During October 2012, in relation to a discussion on the choice Asian nations may have in terms of supporting China or the US, Chan was quoted as saying, "The United States should not ask Asian countries to choose. You may not like the results if you ask countries to choose."

Chan was appointed to the Presidential Council for Minority Rights in 2012 and was re-appointed in 2015.

She was also appointed as the chairman of the National Arts Council in 2013.

From November 2012 to October 2015, the Singaporean government appointed her for a three-year term service as Singapore's Representative to the ASEAN Intergovernmental Commission on Human Rights (AICHR), succeeding Singapore's first AICHR Representative, Mr Richard R. Magnus.

== Controversies ==
In October 2015, Chan's call to retain the Chinese-Malay-Indian-Others framework as it "sets minority communities here at ease" sparked a debate, with a Malay Singaporean finding her "very wrong.

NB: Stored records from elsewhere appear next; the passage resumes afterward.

PR #1964, opened 2020-05-25
Store refactor

andrewgordstewart:
Ticks R1, R3 & R6 of https://github.com/statechannels/monorepo/issues/1909

- Refactors the store according to the discussion on https://github.com/statechannels/monorepo/pull/1933
   - Channel updates now all (?) occur within a transaction
- Adds a generic wallet error with code 500
- Refactors the running test not to use `waitForExpect`, but instead block on responses and notifications
   - running test also tests for one error response, when it is not your turn
- Updates the `application` workflow to send error responses during a `PlayerUpdate`

# TODO:
Will remove draft status when
- [x] FIXME messages are resolved

### DIFF
--- a/packages/client-api-schema/src/generated-schema.json
+++ b/packages/client-api-schema/src/generated-schema.json
@@ -315,6 +315,9 @@
         },
         {
           "$ref": "#/definitions/UpdateChannelError"
+        },
+        {
+          "$ref": "#/definitions/JsonRpcError%3C500%2C%22Wallet%20error%22%3E"
         }
       ]
     },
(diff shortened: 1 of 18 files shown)


packages/client-api-schema/src/generated-schema.json
```diff
@@ -649,7 +652,7 @@
       ],
       "type": "object"
     },
-    "JsonRpcError<402,\"Invalid app data\",structure-1165839259-943-963-1165839259-875-965-1165839259-853-966-1165839259-0-1291>": {
+    "JsonRpcError<402,\"Invalid app data\",structure-1165839259-920-940-1165839259-852-942-1165839259-830-943-1165839259-0-1233>": {
```
snario, line 655: What is this structure stuff?

andrewgordstewart: My guess is it's references to line numbers or something -- the difference `y-x` in `1165839259-x-y` seems to be constant in most of this line change: it's 20, 20, 23, and increased by 4.

The numbers don't seem related to the lines in the file though ...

She is from [the] majority and she is elite. She doesn't represent us". An online poll on Dialectic.sg found a majority of 52.8% of the respondents in favour of abandoning such racial categorisation.

In November 2015, Chan spoke at the Singapore International Film Festival (SGIFF) to defend the National Arts Council (NAC)'s censorship policies, prompting calls to boycott the NAC. Chan, NAC's chairman, did not warn the organisers, the strictly no-censorship SGIFF, of her talk's contents. Notably, NAC does not even oversee or supervise Singapore's film industry.

In February 2016, Chan, who is on the Yale-NUS College governing board, delivered a speech defending Singapore's decision to uphold Section 377A at the 24th session of the United Nations Human Rights Council's Universal Periodic Review in Geneva, Switzerland. Her speech prompted students' calls for Chan's removal from the school's governing board, while others said a removal would be unfair because Chan was speaking as a Singaporean ambassador, not as a governor of the college. The school rejected calls to remove her.

== Personal life ==
Chan's father was a businessman. She has two brothers and a sister. Her brother Alan Chan was a top civil servant and a former CEO of Singapore Press Holdings while the other brother Chan Heng Wing is also a diplomat and currently serves as Singapore's Ambassador to the Republic of Austria. She was formerly married to architect Tay Kheng Soon.